PR #6086, opened 2024-07-02
feat: create distributed table search_issue_v2 for SEARCH_ISSUES_TMP storage set

kylemumma:
this migration creates an up to date version of search_issues_dist_v2 on SEARCH_ISSUES_TMP storage set.

this storage set uses the same query node as errors/group_attributes in every region and will therefore enable joins between them and search issue.

## design decisions
* I decided to put it in the existing migration group for search_issues rather than creating a new one for search_issues_tmp. This is bc the migration implicitly assumes the existance of tables on the local node, which means search_issue migrations need to run first.
* In order to create the table I was originally just gunna copy the create table query from snuba admin and turn it into a migration. But converting between the CH query and the migration python object turned out to be too hard. So instead I copied all the existing migrations for search_issues_v2, and removed the local table parts.

## other thoughts
everything related to these storage set thingy require that search issue and group attribute are behind the same query node. but this is 100% defined in ops and nowhere in snuba. so the storage set abstraction is kind of insufficient. but it doesnt matter rn in practice, just thoughts.


MeredithAnya:
@kylemumma so what are the order of operations that are going to happen with this PR? 

1. Make query nodes aware of other storage nodes https://github.com/getsentry/ops/pull/11245/
2. Add snuba cluster config for storage set `search_issues_tmp` https://github.com/getsentry/ops/pull/11246
3. Merge/deploy this PR

Is the above correct, and if so is there anything to be concerned about between 2 and 3? If not, what needs to change/be added?

kylemumma:
@MeredithAnya Yes you're correct. (And I think the order of 1 and 2 is interchangeable, they just both need to happen before 3).

The only potential concern between 2 and 3 that I can think of would be the migration failing if it cant find the mapping properly. But I don't think that will happen and if it does it shouldnt be a big deal. Also since all the changes we are doing is additions and not modifying anything, I don't think there is much risk of messing anything up.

## [Brief]
The answer must be the full listing, returned exactly as given.

## [Reply]
PR #6086, opened 2024-07-02
feat: create distributed table search_issue_v2 for SEARCH_ISSUES_TMP storage set

kylemumma:
this migration creates an up to date version of search_issues_dist_v2 on SEARCH_ISSUES_TMP storage set.

this storage set uses the same query node as errors/group_attributes in every region and will therefore enable joins between them and search issue.

## design decisions
* I decided to put it in the existing migration group for search_issues rather than creating a new one for search_issues_tmp. This is bc the migration implicitly assumes the existance of tables on the local node, which means search_issue migrations need to run first.
* In order to create the table I was originally just gunna copy the create table query from snuba admin and turn it into a migration. But converting between the CH query and the migration python object turned out to be too hard. So instead I copied all the existing migrations for search_issues_v2, and removed the local table parts.

## other thoughts
everything related to these storage set thingy require that search issue and group attribute are behind the same query node. but this is 100% defined in ops and nowhere in snuba. so the storage set abstraction is kind of insufficient. but it doesnt matter rn in practice, just thoughts.


MeredithAnya:
@kylemumma so what are the order of operations that are going to happen with this PR? 

1. Make query nodes aware of other storage nodes https://github.com/getsentry/ops/pull/11245/
2. Add snuba cluster config for storage set `search_issues_tmp` https://github.com/getsentry/ops/pull/11246
3. Merge/deploy this PR

Is the above correct, and if so is there anything to be concerned about between 2 and 3? If not, what needs to change/be added?

kylemumma:
@MeredithAnya Yes you're correct. (And I think the order of 1 and 2 is interchangeable, they just both need to happen before 3).

The only potential concern between 2 and 3 that I can think of would be the migration failing if it cant find the mapping properly. But I don't think that will happen and if it does it shouldnt be a big deal. Also since all the changes we are doing is additions and not modifying anything, I don't think there is much risk of messing anything up.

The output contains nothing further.